Companies should implement upload filters to monitor uploaded content to make sure that content that is removed – or content that is similar to what is removed – is not re-uploaded.

And pray tell, how would companies know which content is removed (from where, the entire Internet?)? Probably because they will all have to tap in to some kind of government or EU run filtering service, I suspect. There would be no other way of implementing this.

It proposes that content should not be removed in all cases but “blocked” (i.e. make inaccessible by the hosting provider – not “blocked” in the access provider sense) and, in other cases, left available online but with the domain name removed.

Why? If it is illegal, what would be the point of merely blocking it? If the powers-that-be make a mistake, it can easily be reverted? This makes no sense whatsoever.

The list above was gleaned from Clean IT – Leak shows plans for large-scale, undemocratic surveillance of all communications, an Edri.org publication. The leaked document from which the above was taken, can also be downloaded there. It should be clear from the above though, that rather than dive into the question “can we reduce the impact of the use of the Internet for terrorist purposes, without affecting our online freedom?” the Clean IT project has somehow developed a set of proposals or ideas that in my view are a lot worse than ACTA. It would literally turn the mass of the people, filtering companies and ISPs into government snitches and would give the EU unprecedented monitoring and censoring powers. It is high time that we raise the alarm and expose the Clean IT project for what it seems to be: a group of people who seem to have no regard for the rights and liberties of the European citizens.
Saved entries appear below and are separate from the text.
PR #2177, opened 2026-08-05
fix(web): hide empty Agent Template Responsibilities entry

yuezengwu:
## Summary

- Hide Agent Detail **Responsibilities** only when both the public official Template catalog and the agent's `templateIds` are confirmed empty from settled successful queries.
- Preserve the entry for adopted Template responsibilities, including retired or missing official provenance. Loading, background refetches, initial errors, and retained-data refetch errors fail open; human agents remain unchanged.
- Apply the same gate to the Agent Detail shell, the Responsibilities route, and the agent switcher. A confirmed-empty deep link redirects to Profile; the switcher preserves Responsibilities while the target is uncertain and falls back only after confirmed empty state.

## Validation

- [x] Focused Agent Detail Vitest: 3 files / 56 tests passed
- [x] Full `@first-tree/web` Vitest: 243 files / 2181 tests passed
- [x] Biome check on all 8 changed Web files
- [x] Independent `test-only` QA at exact head `79d8f37b860f02e561079241668d03ed65ca4662`, including the cached-empty background refetch regression
- [x] GitHub CI and CodeQL checks passed

### DIFF
--- a/packages/web/src/pages/agent-detail.tsx
+++ b/packages/web/src/pages/agent-detail.tsx
@@ -40,7 +40,12 @@ import { AgentSwitcherStrip } from "./agent-detail/agent-switcher-strip.js";
 import { useAgentResources } from "./agent-detail/capability-section.js";
 import { ContextBar } from "./agent-detail/context-bar.js";
 import type { AgentDetailContext, RuntimeSwitchClaimView } from "./agent-detail/layout-context.js";
-import { buildTabs, shouldShowResponsibilitiesTab, type TabDef } from "./agent-detail/tabs.js";
+import {
+  buildTabs,
+  responsibilitiesSideFromQuery,
+  shouldShowResponsibilitiesTab,
+  type TabDef,
+} from "./agent-detail/tabs.js";
 import { useAgentConfigSave } from "./agent-detail/use-agent-config-save.js";
 import { useLegacyAnchorRedirect } from "./agent-detail/use-legacy-anchor-redirect.js";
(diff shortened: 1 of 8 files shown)


baixiaohang (approved):
**Recommendation**: approve
- Rationale: The visibility gate closes only after both catalog and agent responsibility queries settle successfully as empty, while uncertain and historical-provenance states remain available.

**Risk level**: B-low
- Path baseline: only packages/web/** changes -> C.
- Semantic lift: React Query cache/fetch state now controls tab availability, deep-link redirects, and agent-switcher routing -> B-low.

**PR summary**
- Problem: Agents with neither available official Templates nor adopted Template responsibilities currently show an empty Responsibilities entry, while hiding it too aggressively would erase access to historical responsibility provenance or misroute users during transient query states.
- Approach: Centralize the settled-empty/fail-open decision, reuse it in the Agent Detail shell and route, and let the switcher preserve the current Responsibilities path until a target is confirmed empty.
- Impacted modules: Agent Detail tabs, Responsibilities route, agent switcher, shared resource query controller, and focused Web tests.

**Review findings**
✅ 1. The shared gate is the single decision point for shell, route, and switcher behavior, reducing navigation drift.
✅ 2. Non-empty agent templateIds win over an empty public catalog, preserving adopted, retired, or missing Template provenance.
✅ 3. Loading, background refetch, initial error, and retained-data refetch-error states fail open; the focused tests exercise the settled-empty transition and cached-error regression.

**Action taken**
- Approved at exact head 79d8f37b860f02e561079241668d03ed65ca4662.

Since EDRI published the leaked document online, the Clean IT project has posted a short message online, explaining the supposed status of the document. In the statement, they claim the following:

However EDRI suggests otherwise, a posted document on their website does not provide concrete proposal to tackle terrorism on the internet. The document is food for discussion only, and summarizes possible solutions and ideas that have to be evaluated by all partners, public and private. While taking into account that any measure taken should not affect our online freedom, the advantages and disadvantages of the possible measures will be discussed in next meetings.

The glaring textual errors in this statement, suggest that it was published rather in a hurry. What is worse though, is that they seem to admit that they have not been busy trying to answer the question whether it is possible to reduce the impact of the use of the Internet for terrorist purposes without affecting online freedom, but rather have been busy thinking up solutions. Solutions which are far, far worse than the terrorism they are supposed to help prevent. Many of these proposed solutions should never, ever have made it into this document in the first place because they are terrible ideas, as I have tried to show above. Most, if not all of the above measures do affect our online freedom, for the worst. Perhaps someone should be telling these people that “1984” is not an instruction manual?